The Deaf Wellness Center prides itself on being an excellent educational resource for a variety of professionals-in-training, including those in the mental health fields, sign language interpreters, and healthcare professionals.  These lectures and workshops are also typically presented outside Rochester, NY, through arrangements with a hosting agency or group. ​Additional lecture or workshop topics can be presented besides the options below. 

 

“It all Depends…” Introduction to Demand-Control Schema

Robyn K. Dean, M.A., C.I./C.T.

After attending this workshop participants will never look at interpreting work the same way again. This workshop dispels several myths about the work of interpreting. First is the myth that interpreters are not active and influential participants in the communication event. The second myth is that the constructs of language and culture, the ways we usually learn about and talk about interpreting work, are sufficient for capturing the phenomenology of interpreting work.

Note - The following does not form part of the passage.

PR #687, opened 2020-06-22
fix IIIF margin

alansutherland:


alansutherland:
@lbiedinger code climate issues have been fixed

The last myth is that there is a limited set of best practice behaviors that, if followed strictly, interpreters will always be ethically sound.

In this workshop, we reconstruct the interpreting event by reformulating and adding to the language and culture factors present in the work with particular emphasis on healthcare interpreting. We pay careful attention to the impact of our decisions and ourselves on the communication event—and not by denying that this impact exists. Last, we will use a very different language around decisions and ethics that creates a best practice process by which professionals can evaluate the myriad decisions available to them in their work. Participants will leave this workshop with new insights about their work, their decisions, their consumers, their colleagues, and the interpreting profession through a new, structured, and holistic paradigm.

Educational objectives:

  1. To understand the current state of the interpreting profession and its lack of a sufficient schema.
  2. To learn about Demand-Control theory (D-C), its relevance to the field of occupational health and the connections between wellness, effectiveness, and ethics.
  3. To gain experience applying the constructs in demand-control schema (DC-S), including the ethical decision-making approach of DC-S dialogic work analysis.
  4. To learn about the importance of supervision in practice professions and how supervision could be used in the field of interpreting.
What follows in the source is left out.